# The Visions of Christ



## Warren (Nov 18, 2016)

Can we read the descriptions of Christ, through the book of Revelation, as phases of his ministry? I mean, the Lamb is not the same ministry as that of the white horseman. Therefore, can we say the imagery distinguishes, not only his role, but maybe correspond to epochs of the church? I hope that makes sense.


----------



## Jerusalem Blade (Nov 18, 2016)

Hello Matthew,

Commentator Wm.
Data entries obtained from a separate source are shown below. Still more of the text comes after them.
PR #489, opened 2016-07-18
fix parameter names in internal Ruby API

mojavelinux:
- use filename instead of content where appropriate
- replace tabs with spaces
- drop unnecesary empty brackets for methods that take no parameters


mojavelinux:
This change should not impact any behavior. It's just a technical correction.

robertpanzer:
Thanks! :-)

Hendriksen holds that the white horse's rider (of Rev 6:2) is Christ, and Kistemaker says it is the gospel—I held with the former view for years, but changed and came to see that the other commentators (Beale, DE Johnson, etc) were likely right, seeing the white horse and rider as the spirit of conquest; they also averred that to make it refer to Christ would put Him in bad company, i.e., the other horses and riders.


----------



## Dachaser (Nov 18, 2016)

All depends on ones Eschatology outlook, as I have seen the White Rider that conquers to be an Antichrist type figure, against Jesus!


----------



## Warren (Nov 18, 2016)

Ah, so the white rider could symbolize someone else? I was thinking this was Christ overcoming the world in his Messianic power, whereas the Lamb is Jesus in his Passion. I never would have thought the white rider was antichrist... I'll be back with some verses.


----------



## Jerusalem Blade (Nov 20, 2016)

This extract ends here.